The poet Dorothy Frances Gurney wrote those lines in 1913 and they totally resonate with me. In the spring and summer my favourite place to start my day in with a coffee on the porch. There is something so peaceful and calming about looking at plants – something life-affirming. Between last night and this morning I swear one of my plants grew an entire inch! Life lives, life persists! This is what our gardens teach us.
During the times in my life where I’ve been in discernment about which way I should go, what commitments I should make, it has been walking in city parks and running on city trails, taking a blanket and laying on the grass, just sitting in public gardens and parks that has helped me to hear myself, to hear Spirit’s call, and to come to a sense of confirmation and clarity.
The physical work of gardening – the digging, the weeding, the turning, the raking – all of it can absorb our complicated and tough emotions. Our gardens are visual conduits to meditating on life’s big questions: how do we thrive? And our gardens keep us in touch with our planet’s cycles and seasons.

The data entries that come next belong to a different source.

PR #1203, opened 2018-04-06
DRILL-6289: Cluster view should show more relevant information

kkhatua:
The commits make use of AJAX calls by the browser to all the Drillbits for status metrics, which are then displayed here. This works with unsecured Drill sessions, while secure setups will not be able to show the metrics because of certificate authentication.
To achieve this, the HTTP port needed to be discoverable, for which changes to the protobuf were done to provide the HTTP port number. CORS was allowed by the webserver as well.
The Drillbit homepage has been extended to show the following:
* Heap Memory in use
* Direct Memory (actively) in use - Since we're not able to get the total memory held by Netty at the moment, but only what is currently allocated to running queries. The base memory shown is the total peak allocation by Drill for Direct, because the actual Direct memory held is not available. In an active stable system in production, this should be around 90%.
* Average (System) Load Factor reported by the OS for that node.
* Pill indicating the current Drillbit whose WebUI is being viewed (existing UX feature), with an option to load (in a new window) the UI from other Drillbits.

Information such as the User, Data and Control port numbers don't help much during general cluster health, so it might be worth removing this information if more real-estate is needed. For now, we are retaining this.

### DIFF
--- a/common/src/main/java/org/apache/drill/exec/metrics/CpuGaugeSet.java
+++ b/common/src/main/java/org/apache/drill/exec/metrics/CpuGaugeSet.java
@@ -1,0 +1,62 @@
+/**
+ * Licensed to the Apache Software Foundation (ASF) under one
+ * or more contributor license agreements.  See the NOTICE file
+ * distributed with this work for additional information
+ * regarding copyright ownership.  The ASF licenses this file
+ * to you under the Apache License, Version 2.0 (the
+ * "License"); you may not use this file except in compliance
+ * with the License.  You may obtain a copy of the License at
+ *
+ * http://www.apache.org/licenses/LICENSE-2.0
+ *
+ * Unless required by applicable law or agreed to in writing, software
+ * distributed under the License is distributed on an "AS IS" BASIS,
+ * WITHOUT WARRANTIES OR CONDITIONS OF ANY KIND, either express or implied.
+ * See the License for the specific language governing permissions and
+ * limitations under the License.
+ */
+package org.apache.drill.exec.metrics;
+
+import java.lang.management.OperatingSystemMXBean;
+import java.util.HashMap;
+import java.util.Map;
+
+import com.codahale.metrics.Gauge;
+import com.codahale.metrics.Metric;
+import com.codahale.metrics.MetricSet;
+
+/**
+ * Creates a Cpu GaugeSet
+ */
+class CpuGaugeSet implements MetricSet {
+
+  private OperatingSystemMXBean osMXBean;
+
+  CpuGaugeSet() {};
+  CpuGaugeSet(OperatingSystemMXBean osBean) {
+    this.osMXBean = osBean;
+  }
+
+  @Override
+  public Map<String, Metric> getMetrics() {
+    final Map<String, Metric> metric = new HashMap<>(1);
+    metric.put("os.load.avg", new OperatingSystemLoad(osMXBean));
+    return metric;
+  }
+}
+
+/**
+ * Creating an AverageSystemLoad Gauge
+ */
+final class OperatingSystemLoad implements Gauge<Double> {
+  private OperatingSystemMXBean osMXBean;
+  public OperatingSystemLoad(OperatingSystemMXBean osBean) {
+    this.osMXBean = osBean;
+  }
+
+  @Override
+  public Double getValue() {
+    return osMXBean.getSystemLoadAverage();
+  }
+
+}
--- a/common/src/main/java/org/apache/drill/exec/metrics/CpuGaugeSet.java
+++ b/common/src/main/java/org/apache/drill/exec/metrics/CpuGaugeSet.java
@@ -1,4 +1,4 @@
-/**
+/*
  * Licensed to the Apache Software Foundation (ASF) under one
  * or more contributor license agreements.  See the NOTICE file
  * distributed with this work for additional information
@@ -17,30 +17,36 @@
  */
 package org.apache.drill.exec.metrics;
 
-import java.lang.management.OperatingSystemMXBean;
+import java.lang.management.ManagementFactory;
+import java.lang.management.RuntimeMXBean;
 import java.util.HashMap;
 import java.util.Map;
 
 import com.codahale.metrics.Gauge;
 import com.codahale.metrics.Metric;
 import com.codahale.metrics.MetricSet;
+import com.sun.management.OperatingSystemMXBean;
 
 /**
  * Creates a Cpu GaugeSet
  */
-class CpuGaugeSet implements MetricSet {
+@SuppressWarnings("restriction")
+public class CpuGaugeSet implements MetricSet {
 
   private OperatingSystemMXBean osMXBean;
+  private RuntimeMXBean rtMXBean;
 
-  CpuGaugeSet() {};
-  CpuGaugeSet(OperatingSystemMXBean osBean) {
-    this.osMXBean = osBean;
+  public CpuGaugeSet() {
+    this.osMXBean = (OperatingSystemMXBean) ManagementFactory.getOperatingSystemMXBean();
+    this.rtMXBean = ManagementFactory.getRuntimeMXBean();
   }
 
   @Override
   public Map<String, Metric> getMetrics() {
     final Map<String, Metric> metric = new HashMap<>(1);
     metric.put("os.load.avg", new OperatingSystemLoad(osMXBean));
+    metric.put("drillbit.load.avg", new DrillbitProcessLoad(osMXBean));
+    metric.put("drillbit.uptime", new DrillbitUptime(rtMXBean));
     return metric;
   }
 }
@@ -48,6 +54,7 @@ class CpuGaugeSet implements MetricSet {
 /**
  * Creating an AverageSystemLoad Gauge
  */
+@SuppressWarnings("restriction")
 final class OperatingSystemLoad implements Gauge<Double> {
   private OperatingSystemMXBean osMXBean;
   public OperatingSystemLoad(OperatingSystemMXBean osBean) {
@@ -57,6 +64,38 @@ final class OperatingSystemLoad implements Gauge<Double> {
   @Override
   public Double getValue() {
     return osMXBean.getSystemLoadAverage();
+  }
+
+}
+
+/**
+ * Creating an AverageDrillbitLoad Gauge
+ */
+@SuppressWarnings("restriction")
+final class DrillbitProcessLoad implements Gauge<Double> {
+  private OperatingSystemMXBean osMXBean;
+  public DrillbitProcessLoad(OperatingSystemMXBean osBean) {
+    this.osMXBean = osBean;
+  }
+
+  @Override
+  public Double getValue() {
+    return osMXBean.getProcessCpuLoad();
+  }
+
+}
+/**
+ * Creating an DrillbitUptime Gauge
+ */
+final class DrillbitUptime implements Gauge<Long> {
+  private RuntimeMXBean rtMXBean;
+  public DrillbitUptime(RuntimeMXBean osBean) {
+    this.rtMXBean = osBean;
+  }
+
+  @Override
+  public Long getValue() {
+    return rtMXBean.getUptime();
   }
 
 }
--- a/common/src/main/java/org/apache/drill/exec/metrics/DrillMetrics.java
+++ b/common/src/main/java/org/apache/drill/exec/metrics/DrillMetrics.java
@@ -61,7 +61,7 @@ public final class DrillMetrics {
       REGISTRY.registerAll(new BufferPoolMetricSet(ManagementFactory.getPlatformMBeanServer()));
       REGISTRY.registerAll(new MemoryUsageGaugeSet());
       REGISTRY.registerAll(new ThreadStatesGaugeSet());
-      REGISTRY.registerAll(new CpuGaugeSet(ManagementFactory.getOperatingSystemMXBean()));
+      REGISTRY.registerAll(new CpuGaugeSet());
       register("fd.usage", new FileDescriptorRatioGauge());
     }
 
--- a/common/src/main/java/org/apache/drill/exec/metrics/DrillMetrics.java
+++ b/common/src/main/java/org/apache/drill/exec/metrics/DrillMetrics.java
@@ -18,7 +18,6 @@
 package org.apache.drill.exec.metrics;
 
 import java.lang.management.ManagementFactory;
-import java.lang.management.OperatingSystemMXBean;
 import java.util.concurrent.TimeUnit;
 
 import com.codahale.metrics.JmxReporter;
--- a/common/src/main/java/org/apache/drill/exec/metrics/DrillMetrics.java
+++ b/common/src/main/java/org/apache/drill/exec/metrics/DrillMetrics.java
@@ -18,6 +18,7 @@
 package org.apache.drill.exec.metrics;
 
 import java.lang.management.ManagementFactory;
+import java.lang.management.OperatingSystemMXBean;
 import java.util.concurrent.TimeUnit;
 
 import com.codahale.metrics.JmxReporter;
@@ -60,6 +61,7 @@ public final class DrillMetrics {
       REGISTRY.registerAll(new BufferPoolMetricSet(ManagementFactory.getPlatformMBeanServer()));
       REGISTRY.registerAll(new MemoryUsageGaugeSet());
       REGISTRY.registerAll(new ThreadStatesGaugeSet());
+      REGISTRY.registerAll(new CpuGaugeSet(ManagementFactory.getOperatingSystemMXBean()));
       register("fd.usage", new FileDescriptorRatioGauge());
     }
 
--- a/exec/java-exec/src/main/java/org/apache/drill/exec/server/Drillbit.java
+++ b/exec/java-exec/src/main/java/org/apache/drill/exec/server/Drillbit.java
@@ -191,11 +191,14 @@ public class Drillbit implements AutoCloseable {
     manager.getContext().getRemoteFunctionRegistry().init(context.getConfig(), storeProvider, coord);
     webServer.start();
     //Discovering HTTP port (in case of port hunting)
-    int httpPort = webServer.getPort();
-    // Registering Drillbit with cluster coordinator
-    registrationHandle = coord.register(md.toBuilder().setHttpPort(httpPort).build());
+    if (webServer.isRunning()) {
+      int httpPort = getWebServerPort();
+      registrationHandle = coord.register(md.toBuilder().setHttpPort(httpPort).build());
+    } else {
+      //WebServer is not running
+      registrationHandle = coord.register(md);
+    }
     // Must start the RM after the above since it needs to read system options.
-
     drillbitContext.startRM();
 
     Runtime.getRuntime().addShutdownHook(new ShutdownThread(this, new StackTrace()));
--- a/exec/java-exec/src/main/java/org/apache/drill/exec/server/Drillbit.java
+++ b/exec/java-exec/src/main/java/org/apache/drill/exec/server/Drillbit.java
@@ -157,7 +157,7 @@ public class Drillbit implements AutoCloseable {
       profileStoreProvider = storeProvider;
     }
 
-    engine = new ServiceEngine(manager, context, allowPortHunting, isDistributedMode);
+    engine = new ServiceEngine(manager, context, webServer, allowPortHunting, isDistributedMode);
 
     stateManager = new DrillbitStateManager(DrillbitState.STARTUP);
     logger.info("Construction completed ({} ms).", w.elapsed(TimeUnit.MILLISECONDS));
--- a/exec/java-exec/src/main/java/org/apache/drill/exec/server/Drillbit.java
+++ b/exec/java-exec/src/main/java/org/apache/drill/exec/server/Drillbit.java
@@ -182,7 +182,8 @@ public class Drillbit implements AutoCloseable {
     }
     DrillbitEndpoint md = engine.start();
     manager.start(md, engine.getController(), engine.getDataConnectionCreator(), coord, storeProvider, profileStoreProvider);
-    DrillbitContext drillbitContext = manager.getContext();
+    @SuppressWarnings("resource")
+    final DrillbitContext drillbitContext = manager.getContext();
     storageRegistry = drillbitContext.getStorage();
     storageRegistry.init();
     drillbitContext.getOptionManager().init();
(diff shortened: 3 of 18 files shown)


kkhatua:
**Snapshot:**
screenshot

kkhatua:
**PopOut to open in new window:**
popout

Tooltip describing the new columns
tooltipinfo

kkhatua:
@arina-ielchiieva could you please review this?

arina-ielchiieva:
Before the review I guess we need to clarify one thing. After DRILL-6044 Shutdown button was shown only for the current drillbit. As far as I understood, you cannot shutdown other drillbits from Web UI except of current. @dvjyothsna please confirm.

kkhatua:
@arina-ielchiieva You're correct about the inability to shutdown other Drillbits from the WebUI. But, from what @dvjyothsna explained, it seems that this was the result of a technical hurdle with HTTP**S** protocol. My understanding was that issuing shutdown to secure remote nodes won't work because of lack of certificates for those nodes, making it difficult for the remote Drillbit to authenticate the shutdown command. Keeping that in mind, the SHUTDOWN buttons would appear only for unsecured  Drillbits, i.e. when Authentication is **_not_** enabled.
https://github.com/kkhatua/drill/blob/dd507ea95a7d0ef4904092ef4fc43ee3b44ef058/exec/java-exec/src/main/resources/rest/index.ftl#L100
For setups requiring Authentication, the shutdown button would not appear.

exec/java-exec/src/main/resources/rest/index.ftl
```diff
@@ -289,14 +314,94 @@
...
+              var httpPort = $("#row-"+i).find("#httpPort").contents().get(0).nodeValue.trim();
+              updateMetricsHtml(address, httpPort, i);
+          }
+      }
+
+      //Update memory
+      //TODO: HTTPS?
+      function updateMetricsHtml(drillbit,webport,idx) {
+        var result = $.ajax({
+          type: 'GET',
```
dvjyothsna: Will the ajax call works in case of HTTPS? or will it throw invalid certificate error since the certificate exception is not yet added for that host?

kkhatua: Good catch. I believe we'll get invalid certificate errors since the certificate exceptions most likely are not added. 
So the question I have then is whether we should disable making **any** remote HTTPS calls at all, or take a chance with the hope that the invalid certificate +might+ have been added?

dvjyothsna: I think its safe to not make any remote ajax requests until we figure out a way to perform them with BOTH ssl and auth enabled. The user might not notice the ajax failures and assume that we are displaying wrong info (The default values i.e., zero).

exec/java-exec/src/main/java/org/apache/drill/exec/service/ServiceEngine.java
```diff
@@ -102,6 +105,7 @@ public DrillbitEndpoint start() throws DrillbitStartupException, UnknownHostExce
     DrillbitEndpoint partialEndpoint = DrillbitEndpoint.newBuilder()
         .setAddress(hostName)
         .setUserPort(userPort)
+        .setHttpPort(httpPort)
```
dvjyothsna: Recently port-hunting capability is added to WebServer. So I think we should get port number from the WebServer.

kkhatua: That's tricky. The webserver doesn't come up until after the Endpoint is created and ready. One possible solution would be to perform the port hunt before the endpoint, and assign it to a newly instantiated webserver after the Endpoint is created.

kkhatua: Thanks to @dvjyothsna , referred to an outdated PR #1042 for the endpoint registration after the web-server starts up.

kkhatua:
@arina-ielchiieva / @dvjyothsna 
Updated the PR with changes based on the comments. Could you please review and let me know what else would need to be fixed.

common/src/main/java/org/apache/drill/exec/metrics/CpuGaugeSet.java
```diff
@@ -0,0 +1,62 @@
+/**
```
arina-ielchiieva: Javadoc should be changed to comment.

common/src/main/java/org/apache/drill/exec/metrics/CpuGaugeSet.java
```diff
@@ -0,0 +1,62 @@
...
+import java.util.Map;
+
+import com.codahale.metrics.Gauge;
+import com.codahale.metrics.Metric;
+import com.codahale.metrics.MetricSet;
+
+/**
+ * Creates a Cpu GaugeSet
+ */
+class CpuGaugeSet implements MetricSet {
```
arina-ielchiieva: Why not public...

common/src/main/java/org/apache/drill/exec/metrics/CpuGaugeSet.java
```diff
@@ -0,0 +1,62 @@
...
+
+  private OperatingSystemMXBean osMXBean;
+
+  CpuGaugeSet() {};
```
arina-ielchiieva: Why do you need default constructor?

exec/java-exec/src/main/java/org/apache/drill/exec/server/rest/WebServer.java
```diff
@@ -296,12 +302,19 @@ private ConstraintSecurityHandler createSecurityHandler() {
...
 
   public int getPort() {
-    if (embeddedJetty == null || embeddedJetty.getConnectors().length != 1) {
+    if (!isRunning()) {
       throw new UnsupportedOperationException("Http is not enabled");
     }
     return ((ServerConnector)embeddedJetty.getConnectors()[0]).getPort();
   }
 
+  public boolean isRunning() {
```
arina-ielchiieva: Method code can be simplified to one line.

exec/java-exec/src/main/resources/rest/index.ftl
```diff
@@ -52,12 +52,18 @@
           <thead>
             <tr>
               <th>#</th>
-              <th>Address</th>
+              <th title="Drillbits in Cluster" style="cursor: help;">Address <span class="glyphicon glyphicon-info-sign" style="font-size:100%"/></th>
+              <th title="Heap Memory in use (as percent of Total Heap)" style="cursor: help;">Heap Memory Usage <span class="glyphicon glyphicon-info-sign" style="font-size:100%"/></th>
+              <th title="Direct Memory ACTIVELY in use (as percent of Peak Usage so far).&#013;The percentage is an estimate of the total because the Netty library directly negotiates with the OS for memory" style="cursor: help;">Direct Memory Usage <span class="glyphicon glyphicon-info-sign" style="font-size:100%"/></th>
```
arina-ielchiieva: 1. `Direct Memory ACTIVELY in use (as percent of Peak Usage so far)` -> maybe we can remove `so far`?
2. `The percentage is an estimate of the total because the Netty library directly negotiates with the OS for memory` -> not sure that information about netty is useful for the user...

exec/java-exec/src/main/resources/rest/index.ftl
```diff
@@ -79,9 +91,14 @@
                   </span>
                 </td>
                 <td id="status" >${drillbit.getState()}</td>
+                <!-- #if (model.shouldShowAdminInfo() || !model.isAuthEnabled()) -->
```
arina-ielchiieva: Please remove the comment.

arina-ielchiieva:
Some more points:
1. Please add updated screenshots.
2. Since we have only one shutdown button, we should consider redesigning, it's position, since it looks really strange:

arina-ielchiieva:
@sohami could you please also review this PR (it contains some changes with port hunting, you might be more familiar with)?

common/src/main/java/org/apache/drill/exec/metrics/CpuGaugeSet.java
kkhatua: Never noticed that the license header is actually a javadoc comment. Will fix this.

common/src/main/java/org/apache/drill/exec/metrics/CpuGaugeSet.java
kkhatua: I was originally thinking of making this private, so that the instance can only be created with the OS Bean. I might have left it as is, thinking the default behaviour could be without the need to explicitly pass the bean. I'll make it private.

exec/java-exec/src/main/java/org/apache/drill/exec/server/rest/WebServer.java
kkhatua: Agreed

exec/java-exec/src/main/resources/rest/index.ftl
kkhatua: 1. The problem is that the Peak Usage can go up over time. Adding 'so far' indicates that this isn't a final value.
2. We could drop it, but this was meant to indicate less confusion for users wondering why the MaxDirectMemory value is not reflected here. It does. however, make it rather verbose.

exec/java-exec/src/main/resources/rest/index.ftl
kkhatua: Missed catching that without an IDEA. Thanks

common/src/main/java/org/apache/drill/exec/metrics/CpuGaugeSet.java
kkhatua: It belongs to the same package where it is referenced, so i thought it didn't need public visibility.

common/src/main/java/org/apache/drill/exec/metrics/CpuGaugeSet.java
kkhatua: It belongs to the same package where it is referenced, so i thought it didn't need public visibility.

exec/java-exec/src/main/resources/rest/index.ftl
kkhatua: Reduced it to
`Estimated Direct Memory ACTIVELY in use (as percent of Peak Usage)`

kkhatua:
Will add some new screenshots. 
In the meanwhile, I was thinking of reduce the 'SHUTDOWN' button to just the power Symbol, because we already have the 'STATUS' field. The single button does look odd in this case, but would be fine when the option appears for all Drillbits in an non-secured Drill cluster setup. Would that work, @arina-ielchiieva ?

kkhatua:
Latest screenshot with the power button,
image

exec/java-exec/src/main/resources/rest/index.ftl
```diff
@@ -283,20 +308,114 @@
...
+                    contentType : 'text/plain',
+                    complete: function(data) {
+                        alert(data.responseJSON["response"]);
+                        button.prop('disabled',true).css('opacity',0.5);
+                    }
+              });
+          }
+          </#if>
+
+      function popOutRemoteDbitUI(dbitHost, dbitPort) {
```
sohami: this and functions below should be under `<#if !model.isAuthEnabled()> <#/if>` block

arina-ielchiieva:
Regarding shutdown button (icon) placement, there are two more options:
1. have separate column for shutdown, when shutdown for the particular drillbits are unavailable, show disabled button / icon. Maybe better then just have empty rows as we do now.
2. remove shutdown column and add shutdown icon in address column near those drillbits which we can shutdown.

common/src/main/java/org/apache/drill/exec/metrics/CpuGaugeSet.java
kkhatua: I thought we might want to expand the GaugeSet to carry additional metrics like `ProcessCpuLoad` and `ProcessCpuTime` . 
Since we can shrink the {{SHUTDOWN}} button to a symbol, we do have some real-estate to provide the ProcessCPULoad information as well. Would it help to have that? 
https://docs.oracle.com/javase/7/docs/jre/api/management/extension/com/sun/management/OperatingSystemMXBean.html#getProcessCpuLoad()

sohami: I am not sure how useful `getProcessCpuLoad` alone will be, but in addition with total system load it can give the idea about how Drill and other services on node are using the CPU.  If you plan to include another metric then in that case `CpuGaugeSet` class is fine. Thanks for clarification.

exec/java-exec/src/main/resources/rest/index.ftl
kkhatua: We can't put this and the remaining functions within the IF block since the localhost operations are still valid. i.e. an authenticated client on a specific Drillbit can ping that Drillbit for refresh of the metrics. Only shutdown function needs to be managed with the IF block

kkhatua:
Forgot to mention, this also resolves DRILL-5261 because of the protobuf carrying the HTTP port info.
@arina-ielchiieva / @sohami  / @dvjyothsna  , please have a review of the changes.

arina-ielchiieva:
@kkhatua I definitely like new design more, thanks for the changes! I see some unanswered comments from Saurabh in index.ftl, could you please take a look?

exec/java-exec/src/main/java/org/apache/drill/exec/server/Drillbit.java
```diff
@@ -180,7 +180,7 @@ public void run() throws Exception {
     if (profileStoreProvider != storeProvider) {
       profileStoreProvider.start();
     }
-    final DrillbitEndpoint md = engine.start();
+    DrillbitEndpoint md = engine.start();
```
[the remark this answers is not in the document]
kkhatua: Removed since the scope is anyway within this method only.

exec/java-exec/src/main/resources/rest/index.ftl
```diff
@@ -260,7 +285,7 @@
       function fillQueryCount(row_id) {
           var requestPath = "/queriesCount";
           var url = getRequestUrl(requestPath);
-	   var result = $.ajax({
+       var result = $.ajax({
```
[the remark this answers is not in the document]
kkhatua: Fixed

exec/java-exec/src/main/java/org/apache/drill/exec/server/rest/WebServer.java
```diff
@@ -158,7 +158,13 @@ public void start() throws Exception {
     final int selectors = config.getInt(ExecConstants.HTTP_JETTY_SERVER_SELECTORS);
     final QueuedThreadPool threadPool = new QueuedThreadPool(2, 2, 60000);
     embeddedJetty = new Server(threadPool);
-    embeddedJetty.setHandler(createServletContextHandler(authEnabled));
+    ServletContextHandler webServerContext = createServletContextHandler(authEnabled);
+    //Allow for Other Drillbits to make REST calls
+    FilterHolder filterHolder = new FilterHolder(CrossOriginFilter.class);
+    filterHolder.setInitParameter("allowedOrigins", "*");
```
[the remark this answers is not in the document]
kkhatua: Yes. CORS is basically one of the means to prevent DoS attacks. I've added additional filter that allows access only for `/status/metrics` path.

exec/java-exec/src/main/resources/rest/index.ftl
```diff
@@ -67,9 +73,15 @@
                 <td>${i}</td>
                 <td id="address" >${drillbit.getAddress()}<#if drillbit.isCurrent()>
                     <span class="label label-info" id="current">Current</span>
+                    <#else>
+                    <a onclick="popOutRemoteDbitUI('${drillbit.getAddress()}','${drillbit.getHttpPort()}');" style="cursor:pointer;color:blue" title="Open in new window"><span class="glyphicon glyphicon-new-window"/></a>
```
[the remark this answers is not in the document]
kkhatua: The `shutdown()` method should be in the freemarker's IF block that checks for authentication. Any other method is benign and does not risk changing the state of the Drillbit.
Also, this method simply will pop out a new window from which that Drillbit's UI can be accessed. This should help if someone wishes to navigate to that node to, say, review logs or even submit queries with that node as the foreman, without having to type the address (which might have a different HTTP port).

common/src/main/java/org/apache/drill/exec/metrics/DrillMetrics.java
```diff
@@ -60,6 +61,7 @@ private static void registerSystemMetrics() {
       REGISTRY.registerAll(new BufferPoolMetricSet(ManagementFactory.getPlatformMBeanServer()));
       REGISTRY.registerAll(new MemoryUsageGaugeSet());
       REGISTRY.registerAll(new ThreadStatesGaugeSet());
+      REGISTRY.registerAll(new CpuGaugeSet(ManagementFactory.getOperatingSystemMXBean()));
```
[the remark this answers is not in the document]
kkhatua: Retained the GaugeSet to carry ProcessCPU and Uptime information as well. So, I've not replaced `registerAll`.

exec/java-exec/src/main/java/org/apache/drill/exec/server/Drillbit.java
```diff
@@ -189,11 +189,16 @@ public void run() throws Exception {
...
     webServer.start();
-
+    //Discovering HTTP port (in case of port hunting)
+    if (webServer.isRunning()) {
+      int httpPort = getWebServerPort();
+      registrationHandle = coord.register(md.toBuilder().setHttpPort(httpPort).build());
+    } else {
+      //WebServer is not running
+      registrationHandle = coord.register(md);
+    }
```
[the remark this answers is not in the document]
kkhatua: Done.

exec/java-exec/src/main/resources/rest/index.ftl
```diff
@@ -79,9 +91,14 @@
...
                 </td>
                 <td id="status" >${drillbit.getState()}</td>
+                <!-- #if (model.shouldShowAdminInfo() || !model.isAuthEnabled()) -->
                 <#if (model.shouldShowAdminInfo() || !model.isAuthEnabled()) && drillbit.isCurrent() >
                   <td>
-                      <button type="button" id="shutdown" onClick="shutdown($(this));"> SHUTDOWN </button>
+                      <button type="button" id="shutdown" onClick="shutdown($(this));"><span class="glyphicon glyphicon-off"></span> SHUTDOWN </button>
+                  </td>
+                <#elseif (model.shouldShowAdminInfo() || !model.isAuthEnabled()) && !drillbit.isCurrent() >
+                  <td>
```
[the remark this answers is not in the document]
kkhatua: Done the change for checking for HTTPS. However, this commit just marginally fixes the UI, which (otherwise) should have a full revamp. I did attempt some of the details proposed in DRILL-6244, but the effort is not trivial.
For an unsecured setup, there is little reason to restrict the ability to shutdown multiple nodes, because you can always go directly and shut down those nodes without authentication. This simply makes it convenient to have a single UI window to achieve the same outcome.

exec/java-exec/src/main/resources/rest/index.ftl
```diff
@@ -283,20 +308,114 @@
...
-			           alert(data["response"]);
+                                   alert(data["response"]);
                                    button.prop('disabled',true).css('opacity',0.5);
                                }
                   });
               }
           }
-      </#if>
+
+          function remoteShutdown(button,host) {
```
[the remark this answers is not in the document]
kkhatua: Done. Combined into one.

kkhatua:
@sohami , I've answered your questions in the review.

protocol/src/main/protobuf/Coordination.proto
```diff
@@ -18,6 +18,7 @@ message DrillbitEndpoint{
       OFFLINE = 3;
   }
   optional State state = 7;
+  optional int32 http_port = 8;
```
sohami: Please compile protobuf for c++ client as well (Instructions are [here](https://github.com/apache/drill/blob/master/contrib/native/client/readme.linux)). It would be really helpful if you can put a note in [readme.txt of this package](https://github.com/apache/drill/blob/master/protocol/readme.txt) for future dev to compile c++ client protobufs whenever a change is made in any of .proto files.

exec/java-exec/src/main/resources/rest/index.ftl
```diff
@@ -79,11 +94,15 @@
                   </span>
                 </td>
                 <td id="status" >${drillbit.getState()}</td>
-                <#if (model.shouldShowAdminInfo() || !model.isAuthEnabled()) && drillbit.isCurrent() >
+                <td class="uptime" >Not Available</td>
                   <td>
-                      <button type="button" id="shutdown" onClick="shutdown($(this));"> SHUTDOWN </button>
-                  </td>
+                <#if (model.shouldShowAdminInfo() || !model.isAuthEnabled()) && (drillbit.isCurrent() || !model.isUserEncryptionEnabled()) >
```
sohami: Please re-visit this condition. `IsUserEncryptionEnabled()` only checks for encryption between JDBC/ODBC client to Drillbit path not for Https. You have to check it using protocol.
You can put the check something like below:
```
if(model.shouldShowAdminInfo() && (drillbit.isCurrent() || (!model.isAuthEnabled() && location.protocol != https))) {
    showShutdownButton();
}
```

exec/java-exec/src/main/java/org/apache/drill/exec/server/Drillbit.java
```diff
@@ -180,20 +180,22 @@ public void run() throws Exception {
     if (profileStoreProvider != storeProvider) {
       profileStoreProvider.start();
     }
-    final DrillbitEndpoint md = engine.start();
+    DrillbitEndpoint md = engine.start();
     manager.start(md, engine.getController(), engine.getDataConnectionCreator(), coord, storeProvider, profileStoreProvider);
-    @SuppressWarnings("resource")
-    final DrillbitContext drillbitContext = manager.getContext();
+    DrillbitContext drillbitContext = manager.getContext();
```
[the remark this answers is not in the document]
kkhatua: Done.

common/src/main/java/org/apache/drill/exec/metrics/DrillMetrics.java
```diff
@@ -18,6 +18,7 @@
 package org.apache.drill.exec.metrics;
 
 import java.lang.management.ManagementFactory;
+import java.lang.management.OperatingSystemMXBean;
```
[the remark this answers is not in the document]
kkhatua: Right. Fixed.

exec/java-exec/src/main/resources/rest/index.ftl
kkhatua: Fixed

sohami:
Thanks for all the changes Kunal. LGTM +1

Growing up I never understood why adults would willingly spend summer days working outside – I didn’t understand how that could possibly be relaxing, centering, calming – but I get it now that I have my tiny Toronto-sized square of a backyard. There is something so satisfying about sitting in your chair at the end of a day of cleaning up the yard – the black earth freshly turned, receptive now to sun and rain, the neatness and order of a plot, weeds pulled – you’ve enabled life itself to grow and thrive and blossom and nourish. Memories of my ancestors are inseparable from their gardens. When I think of my great grandpa I think about helping him pull carrots and I can still taste their sweetness. When I think about my great gran I picture her greenhouse and her goldfish pond. I can feel the grass and remember running in my grandma and grandpa Kaasa’s backyard with that orange ball me and my brothers used to play with. With the taste of a warm cherry tomato I can travel back in time to summer and my mother-in-law’s garden in Comox, a peach dripping juice down my chin and I’m nine years old on summer vacation in the Okanagan at my grandma Bernice’s house.
“Do not be afraid of the tangling, wandering chaos of rhizomes,” the poet Wendy MacLean writes. Gardens affirm to us that there is more to everything than what we perceive on the surface. Beneath the Eastern Redbud tree, in the soil under the raspberry bush, weaving and reaching below the lilac is a whole network of underground roots, “like the prayers of long-dead saints working miracles out of season.” Our gardens affirm a power more ultimate than politics and privilege – an opportunity to feel the sun, the deepest source of energy, and to revel in nature’s proclamation that life is abundant and abundant life is meant for all.
The Christian tradition affirms that God reveals Godself in nature, that we get to know who God is and what God is about by spending time outside, with creation, with our plants. The United Church of Canada’s A Song of Faith, our most recent statement of faith, says this: “Each part of creation reveals unique aspects of God the Creator, who is both in creation and beyond it. All parts of creation, animate and inanimate, are related. All creation is good. We sing of the Creator who made humans to live and move and have their being in God.” There are echoes of Paul in his speech to the Athenians at the Aereopagus, or, as Gerard Manley Hopkins put it: “the world is charged with the grandeur of God.” We can find Spirit’s insights and teachings and proclamations to us anywhere and everywhere.
Wherever you are this weekend – in your backyard, up at your cottage, on your balcony, sitting in a patch of green at a city park, inside looking a vase of flowers or out the window – may you be gifted with the revelations of nature and our gardens. May your mental health and wellness be boosted by the proclamations of Spirit through the natural world. Life is meant for thriving. This is God’s intention for you. Spirit calls us to improve the growing conditions of all living things. Where any living being is thwarted from sunshine, nutrition, connection, care, God calls us to fix the conditions. Enjoy the growing. “You do not know where you start or where you end in this clump of earth. So just enjoy the growing.” May green space be a balm and a teacher, even “the dandelions that interrupt our plans with yellow disdain for certainty.” Amen.